Connecting to Wynton HPC

ssh
- Open an ssh client. An ssh client is already installed if you are using OS X or Linux. On Windows you might need to download an ssh client application.
  - Mac
    - Terminal (built-in)
    - iTerm2
  - Linux
    - Terminal (built-in)
  - Windows
- In the example below, replace alice with your actual Wynton user name. Type the first line and your password, when prompted:

{local}$ ssh [email protected]
[email protected]'s password:
Last login: Thu Jul 16 17:03:28 2020 
[alice@wynlog2 ~]$

sftp
- sftp is a common method used to transfer files between 2 computers. If you are using OS X or Linux, an sftp client application is already installed. Under Windows, you might need to download an additional application.
- In the example below, replace alice with your actual Wynton user name. Type the first line and your password, when prompted:

{local}$ sftp [email protected]
[email protected]'s password:
Connected to log2.wynton.ucsf.edu.
sftp>

For more information on how to transfer files on Wynton see Wiki - How to move files
Troubleshooting logging in to Wynton HPC
- If you have difficulty connecting, make sure you have received confirmation that your account has been created and the username you are using is correct.
- Make sure the server hostname you are connecting to is correct. You can only log into the Wynton login nodes or the data transfers directly from the outside.
- If your password needs to be reset, please contact the Wynton system administrators.

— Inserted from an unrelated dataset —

PR #15784, opened 2024-02-10
Add Edge, remove IE 11 from browser support docs

### LINKED ISSUE #8030: Supporting Edge officially?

Linux operating system on Wynton HPC

Wynton HPC runs the Linux operating system, specifically CentOS 7 Linux
Becoming comfortable using the Linux command line and the bash "shell" are very useful skills to interact with the Wynton HPC environment

Using the Linux command line

A good intro to using the Linux command line is available at Software Carpentry - The Unix Shell
Video recording of Software Carpentry - The Unix Shell (UCSF login required) [running time 2:17:48] by Geoffrey Boushey at UCSF, a member of the Library's Data Science Initiative team
- Topics covered in the 2 hour recording include
  - Introducing the Shell
  - Navigating Files and Directories
  - Working with Files and Directories
  - Finding things

Storage

IMPORTANT: Wynton storage is NOT backed up. If your data are important, do not keep the only copy on Wynton.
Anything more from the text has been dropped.